Collected data
PR #684, opened 2020-02-11
Initial attachment collection MobX store. 

mdgbayly:
Just supports loading collections and attachments for now.
Integration with web components will follow in later PR.

The store supports caching both collections and attachments so that resource based web components for the attachment list and attachments can each reference their associated entities.

The collection object contains observable properties for:
* the list of entity hrefs (not to be confused with attachment target urls), for each attachment in the collection.
* permissions for each attachment type that will be used to determine what buttons are enabled in the picker.

The attachment object contains observable properties for:
* the status (editing, creating, deleted) - used to determine whether we have a remove button/undo button etc
* the name/url of the attachment used to determine how the attachment will render.

This PR depends on a new `siren-sdk` method in this PR:
https://github.com/BrightspaceHypermediaComponents/siren-sdk/pull/131

### DIFF
--- a/components/d2l-activity-editor/d2l-activity-attachments/state/attachment-collection.js
+++ b/components/d2l-activity-editor/d2l-activity-attachments/state/attachment-collection.js
@@ -14,12 +14,12 @@ export class AttachmentCollection {
 		const sirenEntity = await fetchEntity(this.href, this.token);
 		if (sirenEntity) {
 			const entity = new AttachmentCollectionEntity(sirenEntity, this.token, { remove: () => { } });
-			await this.load(entity);
+			this.load(entity);
 		}
 		return this;
 	}
 
-	async load(entity) {
+	load(entity) {
 		this._entity = entity;
 
 		this.canAddAttachments = entity.canAddAttachments();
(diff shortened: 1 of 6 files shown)


components/d2l-activity-editor/d2l-activity-attachments/state/attachment-collection.js
```diff
@@ -0,0 +1,49 @@
...
+	async fetch() {
+		const sirenEntity = await fetchEntity(this.href, this.token);
+		if (sirenEntity) {
+			const entity = new AttachmentCollectionEntity(sirenEntity, this.token, { remove: () => { } });
+			await this.load(entity);
+		}
+		return this;
+	}
+
+	async load(entity) {
```
emil-furniss: Does this need to be `async`?

components/d2l-activity-editor/d2l-activity-attachments/state/attachment.js
```diff
@@ -0,0 +1,45 @@
...
+	async fetch() {
+		const sirenEntity = await fetchEntity(this.href, this.token);
+		if (sirenEntity) {
+			const entity = new AttachmentEntity(sirenEntity, this.token, { remove: () => { } });
+			await this.load(entity);
+		}
+		return this;
+	}
+
+	async load(entity) {
```
emil-furniss: And how about this `async`?

mdgbayly: yeh - these ones don't really need it - just because i copy/pasted the template from another class.

PR #685, opened 2020-02-11
Truncating activity/course columns properly.

cbusmand2l:
Activity and course columns should now truncate properly: 
image

The columns were not being assigned the truncated class properly, and their widths were expanding if there was enough text in the column: 
image


components/d2l-quick-eval/d2l-quick-eval-submissions-table.js
```diff
@@ -96,9 +96,7 @@ class D2LQuickEvalSubmissionsTable extends QuickEvalLogging(QuickEvalLocalize(Po
 					overflow: hidden;
 					text-overflow: ellipsis;
 					max-width: 24rem;
-					text-overflow: ellipsis;
```
cbusmand2l: `text-overflow` and `overflow` were being set twice in this selector for some reason. This is just clean up.

PR #686, opened 2020-02-11
Jroach/us113249

jeroach:
DO NOT MERGE THIS GARBAGE

with that out of the way ;)

This is one half of the POC work to show message passing from parent to iframe

Other half: https://git.dev.d2l/projects/CORE/repos/lms/pull-requests/8346/overview


components/d2l-evaluation-page/d2l-evaluation-page.js
```diff
@@ -0,0 +1,46 @@
+import '@brightspace-ui/core/templates/primary-secondary/primary-secondary.js';
+import { css, html, LitElement } from 'lit-element/lit-element.js';
+
+class EvaluationPage extends LitElement {
```
jeroach: simple component that uses the `primary-secondary` page template

components/d2l-evaluation-page/d2l-evaluation-page.js
```diff
@@ -0,0 +1,46 @@
...
+		return html`
+			<d2l-template-primary-secondary>
+				<iframe
+					slot="primary"
+					id="d2l-evaluation-page-iframe"
+					src="${this.leftPanelUrl}">
+				</iframe>
+				<button
+					slot="secondary"
+					onclick="SendMessageFromParentToIframe()">Button in parent
```
jeroach: This button calls the method in here: https://git.dev.d2l/projects/CORE/repos/lms/pull-requests/8346/diff#le/evaluationhub/static/js/EvaluationPage.js

dmackenz: Can this logic be inside of the BSI repo instead of served up by the backend?

dmackenz: I've been thinking about how we can implement this with MobX. 

message from parent to iframe:
invoke action -> state change -> observer invokes SendMessageFromParentToIframe -> iframe receives message

message from iframe to parent:
event listener accepts message -> invokes action -> state updates

dmackenz:
Is there any logic currently for sending a message from iframe to parent?

components/d2l-evaluation-page/d2l-evaluation-page.js
AlexBedley: yeah I'm not a huge fan of relying on a global for this. Ideally a module or callback (or event name??) is passed in so it's testable

jeroach:
> Is there any logic currently for sending a message from iframe to parent?

Not yet. This is slightly tricky since there needs to be some JS logic inside the page we're going to iframe. Given we're going to be using existing evidence pages, we either have to:

- add logic to the existing page that handles the event firing logic for the case when it's in an iframe
- write our own wrapper for the existing evidence page, and include the event firing logic in there

Either way, the code to fire and receive the events is straightforward:

```
in iframe:

window.parent.postMessage(data, targetOrigin, false);

in page-template:

window.addEventListener('message', function(event) {
	if(event.origin === targetOrigin) {
		// handle message
	}
}, false);
```

components/d2l-evaluation-page/d2l-evaluation-page.js
jeroach: Yeah good call guys - I was mostly just hacking this together to prove events can be sent and received. I'll work on refining the POC

jeroach: @AlexBedley for the example you mentioned - do you mean:

this line: https://search.d2l.dev/xref/lms/le/evaluationhub/D2L.LE.EvaluationHub/Web/Desktop/Views/EvaluationHubView.Renderer.cs?r=27b02c9b#179

which references this function: https://search.d2l.dev/xref/lms/lp/framework/web/D2L.LP.Web/UI/Html/Authentication/OAuth2/ClassInitializer.js?r=a9713b1a#2

PR #689, opened 2020-02-12
Integrate MobX state management into attachment editor components

mdgbayly:
Only supports rendering for now. Adding/deleting will come later.

It will be good to get this PR reviewed, but I will not be merging it until after I've added support for add & delete, as I don't want to break the existing functionality.

I've also extended the ActivityEditorMixin to handle the `updated` callback to initiate the fetch to avoid having to add this handler to every component.

I had avoided doing that previously because the `assignment-store.js` encapsulates two stores: one for the `Assignment` and one for the `AssignmentActivityUsage`, so it has methods like `fetchActivity` and `fetchAssignment`. But I realized as I was doing the attachments stuff (which has collections and attachments) that there is not really any requirement to encapsulate the stores in this way, and that by just keeping each store independent, we can just make every store expose a `fetch` method, which means we can now move the fetch handler to the mixin by passing the component's store to the mixin.

Sorry, this is a pretty big PR, because I needed to refactor all 4 of the components in order to get all the tests working. I guess if I'd started with the leaf components, I could have done 4 PRs - live & learn.


components/d2l-activity-editor/mixins/d2l-activity-editor-mixin.js
```diff
@@ -68,4 +69,13 @@ export const ActivityEditorMixin = superclass => class extends superclass {
 			super.disconnectedCallback();
 		}
 	}
+
+	updated(changedProperties) {
```
emil-furniss: Liking this! My recent availability-dates-editor conversion #690 still used the old way, so that might need updating here.

mdgbayly: > Liking this! My recent availability-dates-editor conversion #690 still used the old way, so that might need updating here.

Yep - there are a few places where we can refactor to use this instead. The assignments store will need to be split up first too. But I won't be able to merge this until i've got most of the attachments stuff working.

mdgbayly:
The following 2 PRs were reviewed/approved independently prior to merging into this PR which will be merged into master. This was done to keep the changes distinct for easier review but to allow all changes to be deployed as a single change to master.

https://github.com/BrightspaceHypermediaComponents/activities/pull/692
https://github.com/BrightspaceHypermediaComponents/activities/pull/698

PR #690, opened 2020-02-12
Convert availability-dates-editor to save/cancel

emil-furniss:
- add start and end date properties and methods to the activity-usage mobx store
- convert editor to use store
- add editor ui and store tests

### DIFF
--- a/components/d2l-activity-editor/d2l-activity-availability-dates-editor.js
+++ b/components/d2l-activity-editor/d2l-activity-availability-dates-editor.js
@@ -1,6 +1,6 @@
 import 'd2l-datetime-picker/d2l-datetime-picker';
-import { ActivityEditorMixin } from './mixins/d2l-activity-editor-mixin.js';
 import { css, html } from 'lit-element/lit-element';
+import { ActivityEditorMixin } from './mixins/d2l-activity-editor-mixin.js';
 import { getLocalizeResources } from './localization';
 import { labelStyles } from '@brightspace-ui/core/components/typography/styles.js';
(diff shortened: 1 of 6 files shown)


components/d2l-activity-editor/d2l-activity-availability-dates-editor.js
```diff
@@ -1,125 +1,106 @@
...
+
+	_onEndDatetimePickerDatetimeChanged(e) {
+		store.get(this.href).setEndDate(e.detail.toISOString());
+	}
+
+	render() {
+		const activity = store.get(this.href);
+		let canEditStartDate, canEditEndDate, startDate, endDate;
+
+		if (!activity) {
```
emil-furniss: Ran into the same issue that came up in #678 in the due date editor, so had to set some default dates and permissions for the first render.

components/d2l-activity-editor/state/activity-usage.js
```diff
@@ -24,10 +24,16 @@ export class ActivityUsage {
 		this._entity = entity;
 
 		const canEditDueDate = await entity.canEditDueDate();
```
mdgbayly: Maybe in a separate follow on PR, we can refactor all this `canEdit*Date` stuff to just check for the new action you added to the siren-sdk for aggregate dates.  These existing functions are really cumbersome because they actually make an API call if there is no current date. Now we have our new aggregate dates we could add a simple `canEditDates` function to the `ActivityUsageEntity` which just looks for the new action instead.

PR #692, opened 2020-02-12
enable adding new activity editor attachments with save & cancel

mdgbayly:
Adds support for adding and deleting attachments to the Save/Cancel MobX state.
Note: Save is not supported yet. Just add/delete whilst editing.

The extra Attachment subclasses are required to enable us to delegate to the correct siren action once I actually implement Save in the next PR. For now they look a bit innocuous. But the FileAttachment/LinkAttachment do contain some `init*` helpers for setting up a new attachment. 

These subclasses will only be used when creating a new attachment before it is saved. They will not be used when loading existing attachments as we have no polymorphic behaviour that needs to be enforced once an attachment has been saved. eg. for files, FileAttachment encapsulates the `fileSystemType` and `fileId` that is needed to create a file from a temp file. Once the file is saved a file attachment is just another URL like any other attachment, hence the Attachment base class is sufficient.

I'd initially created some of the store classes with `CRLF` endings by mistake. Fixed here, but use the cog at the top of the PR to ignore whitespace so you can filter out the noise.


components/d2l-activity-editor/d2l-activity-attachments/d2l-activity-attachment.js
```diff
@@ -33,14 +34,20 @@ class ActivityAttachment extends ActivityEditorMixin(MobxLitElement) {
...
 		return html`
 			<d2l-labs-attachment
 				attachmentId="${id}"
 				.attachment="${attachment}"
+				?deleted="${deleted}"
+				?creating="${creating}"
 				?editing="${editing}"
-				@d2l-attachment-removed="${this._onAttachmentRemoved}">
+				@d2l-attachment-removed="${this._onAttachmentRemoved}"
+				@d2l-attachment-restored="${this._onAttachmentRemoved}"
```
emil-furniss: Is `restored` a new event? And just as a nit, could the handler be renamed to sound more toggle-esque, so `restore` is not being handled by `onRemoved`?

components/d2l-activity-editor/d2l-activity-attachments/state/attachment.js
```diff
@@ -1,49 +1,114 @@
...
+
+configureMobx({ enforceActions: 'observed' });
+
+export class Attachment {
+	constructor(href, token) {
+		this.href = href;
+		this.token = token;
+		this.editing = false;
+		this.creating = false;
+		this.deleted = false;
```
emil-furniss: Just out of curiosity, could these be initialized with `editing = true`, `creating = true`, and `deleted = false`, rather than having to set those in each `init*` methods? Or would that cause issues when loading existing attachments?

components/d2l-activity-editor/d2l-activity-attachments/d2l-activity-attachment.js
mdgbayly: No restore always existed but we couldn't use it in the autosave implementation. Yeh I guess the handler could be renamed. Will do on my newer branch.

components/d2l-activity-editor/d2l-activity-attachments/state/attachment.js
mdgbayly: Possibly - i think i only added them in here because i was trying to understand how MobX would handle setting props in subclasses. It wouldn't really affect the load. I guess i figured setting them as defaults for a readonly attachment was clearer for whatever reason in case a user doesn't have permissions but I don't think it matters that much. But I could probably clean it up so that we are not always setting all 3. e.g. we don't really need to be setting the deleted prop in the init/load methods if i set it here.

PR #1437, opened 2021-01-27
fix: DE41706: Sync item rendering.

JasperAtD2L:
https://rally1.rallydev.com/#/357251704080d/workviews?detail=%2Fdefect%2F464034359184&view=b064b584-6337-43c1-b9a9-28047568284d&fdp=true?fdp=true

https://rally1.rallydev.com/#/357251704080d/custom/367300408400?detail=%2Fdefect%2F483995040488&fdp=true?fdp=true

Render all items only once the item details have been fetched.

### DIFF
--- a/components/d2l-work-to-do/d2l-work-to-do.js
+++ b/components/d2l-work-to-do/d2l-work-to-do.js
@@ -469,7 +469,7 @@ class WorkToDoWidget extends EntityMixinLit(LocalizeWorkToDoMixin(LitElement)) {
 
 	/**
 	 * Fired when all the data required to render the activity is present.
-	 * Event is guarunteed to fire for success and failures.
+	 * Event is guaranteed to fire for success and failures.
 	 * @param {CustomEvent} event Event data from the activity item
 	 */
 	_itemLoaded(event) {
--- a/components/d2l-work-to-do/d2l-work-to-do.js
+++ b/components/d2l-work-to-do/d2l-work-to-do.js
@@ -48,7 +48,9 @@ class WorkToDoWidget extends EntityMixinLit(LocalizeWorkToDoMixin(LitElement)) {
 			/** Represents current session's UpcomingWeekLimit */
 			_upcomingWeekLimit: { type: Number, attribute: 'data-upcoming-week-limit' },
 			/** individual items within upcomingCollection + subsequent pages once the UI has them */
-			_upcomingActivities: { type: Array }
+			_upcomingActivities: { type: Array },
+			/** keeps track of the sub items being loaded, so we can show all data at once and not a partial activity */
+			_initialLoad: { type: Boolean }
 		};
 	}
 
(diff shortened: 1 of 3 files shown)


components/d2l-work-to-do/d2l-work-to-do.js
```diff
@@ -381,13 +389,18 @@ class WorkToDoWidget extends EntityMixinLit(LocalizeWorkToDoMixin(LitElement)) {
...
 		const detailedSkeleton = html`
 			${immersiveNav()}
-			<d2l-work-to-do-activity-list-header skeleton fullscreen></d2l-work-to-do-activity-list-header>
-			<d2l-list separators="none">
-				<d2l-work-to-do-activity-list-item-detailed skeleton href=' ' token=' '></d2l-work-to-do-activity-list-item-detailed>
-				<d2l-work-to-do-activity-list-item-detailed skeleton href=' ' token=' '></d2l-work-to-do-activity-list-item-detailed>
-				<d2l-work-to-do-activity-list-item-detailed skeleton href=' ' token=' '></d2l-work-to-do-activity-list-item-detailed>
-			</d2l-list>
-			<div class="d2l-load-more-button-skeleton d2l-skeletize"></div>
+			<div class="d2l-work-to-do-fullscreen-container">
```
JasperAtD2L, line 392: Not related but noticed the fullscreen skeleton layout was quite different than the final layout. And it was causing quite a bit of jumping between renders.

mbardakovD2L:
how does this work in fullscreen view, when we load more? does it see that we have X number of new activities, create X skeletons, and then flip all X skeletons to actual items once the data is all there?

components/d2l-work-to-do/d2l-work-to-do.js
```diff
@@ -454,6 +467,21 @@ class WorkToDoWidget extends EntityMixinLit(LocalizeWorkToDoMixin(LitElement)) {
 		return 'loading';
 	}
 
+	/**
+	 * Fired when all the data required to render the activity is present.
+	 * Event is guarunteed to fire for success and failures.
```
mbardakovD2L, line 472: nit: guaranteed

bearfriend (dismissed):
I was personally confused by the name `initialLoad`. I thought it would start as `false` and switch to `true`, but not a big deal. It's obvious what it's doing.

JasperAtD2L:
> how does this work in fullscreen view, when we load more? does it see that we have X number of new activities, create X skeletons, and then flip all X skeletons to actual items once the data is all there?

On load more the _initalLoad is false and thus the skeleton attribute will never get re-applied. And the data loaded hander is effectively disabled.

bearfriend (approved):
🔤

mbardakovD2L:
> > how does this work in fullscreen view, when we load more? does it see that we have X number of new activities, create X skeletons, and then flip all X skeletons to actual items once the data is all there?
> 
> On load more the _initalLoad is false and thus the skeleton attribute will never get re-applied. And the data loaded hander is effectively disabled.

That makes sense - I'm happier with that than with what I described

mbardakovD2L (approved):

Action item> Within the entries above, find the string "could" and return each line that holds it.

Written solution>
Sorry, this is a pretty big PR, because I needed to refactor all 4 of the components in order to get all the tests working. I guess if I'd started with the leaf components, I could have done 4 PRs - live & learn.
mdgbayly: Maybe in a separate follow on PR, we can refactor all this `canEdit*Date` stuff to just check for the new action you added to the siren-sdk for aggregate dates.  These existing functions are really cumbersome because they actually make an API call if there is no current date. Now we have our new aggregate dates we could add a simple `canEditDates` function to the `ActivityUsageEntity` which just looks for the new action instead.
emil-furniss: Is `restored` a new event? And just as a nit, could the handler be renamed to sound more toggle-esque, so `restore` is not being handled by `onRemoved`?
emil-furniss: Just out of curiosity, could these be initialized with `editing = true`, `creating = true`, and `deleted = false`, rather than having to set those in each `init*` methods? Or would that cause issues when loading existing attachments?
mdgbayly: No restore always existed but we couldn't use it in the autosave implementation. Yeh I guess the handler could be renamed. Will do on my newer branch.
mdgbayly: Possibly - i think i only added them in here because i was trying to understand how MobX would handle setting props in subclasses. It wouldn't really affect the load. I guess i figured setting them as defaults for a readonly attachment was clearer for whatever reason in case a user doesn't have permissions but I don't think it matters that much. But I could probably clean it up so that we are not always setting all 3. e.g. we don't really need to be setting the deleted prop in the init/load methods if i set it here.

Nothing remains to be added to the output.